PR #62, opened 2024-07-09
add fscrawler

stavros-k:


ix-dev/community/fscrawler/app.yaml
```diff
@@ -0,0 +1,33 @@
+app_version: '2.9'
```
Qubad786, line 1: App version does not really reflect the tag we are using - is that intended?

stavros-k, line 1:
```suggestion
app_version: '2.10'
```

stavros-k: Fixed!

Qubad786 (approved):

PR #75, opened 2024-07-16
add node-red

stavros-k:


ix-dev/community/node-red/app.yaml
```diff
@@ -0,0 +1,32 @@
+app_version: 3.1.10
```
Qubad786, line 1: Just curious how the app version is being deduced here

Qubad786 (approved):

ix-dev/community/node-red/app.yaml
stavros-k: If I recall correctly the "default" image was with node 16, and we used that as a "base" to get the app_version.

PR #77, opened 2024-07-16
add netbootxyz

stavros-k:


Qubad786 (approved):

ix-dev/community/netbootxyz/questions.yaml
```diff
@@ -0,0 +1,450 @@
...
+            required: true
+            $ref:
+              - definitions/port
+        - variable: host_network
+          label: Host Network
+          description: |
+            Bind to the host network. It's recommended to keep this disabled.
+          schema:
+            type: boolean
+            default: true
```
rehevkor5, line 127: It's a bit odd for the default to be `true` when the description says:

> It's recommended to keep this disabled.

Was that intentional? (Disabling it seems more secure anyway, since you must explicitly list the ports that the bridge should map... but maybe netbootxyz has some kind of issue in that situation?)

PR #89, opened 2024-07-30
Add equivalent of emptyDir for docker

stavros-k:
Context:

Finding a replacement for `emptyDir` of k8s. This helps reducing permissions on the container, by presenting a writable directory where normally elevated perms would be needed.

Docker volumes (and anonymous volumes) when created are owned by the user that runs docker daemon (root).
While anonymous are great for temporary directories, which are cleaned easily after container is stopped, there is not way to change their permission neither on creation, nor by using an "init" container.

Using `named` volumes, we can share the volume with an "init' container and apply whatever permissions needed.
But this creates an issue where its no longer "temporary".

This change handles just that, `temporary` storage type is created as a named volume, and on each start an init container makes sure it is empty and applies permissions.


Qubad786 (approved):
We should be bumping library version as well but i guess we can start doing it from now as no one is really consuming this right now

stavros-k:
Yea once it starts being more consumed I'll be bumping it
^^^^^^^^
_INSTRUCTIONS FOR THE TASK_: Retype exactly the span of lines from the one with "While anonymous are" through the one with "whatever permissions needed."; include both ends and omit the rest of the material.

_REPLY TO THE EXERCISE_:
While anonymous are great for temporary directories, which are cleaned easily after container is stopped, there is not way to change their permission neither on creation, nor by using an "init" container.

Using `named` volumes, we can share the volume with an "init' container and apply whatever permissions needed.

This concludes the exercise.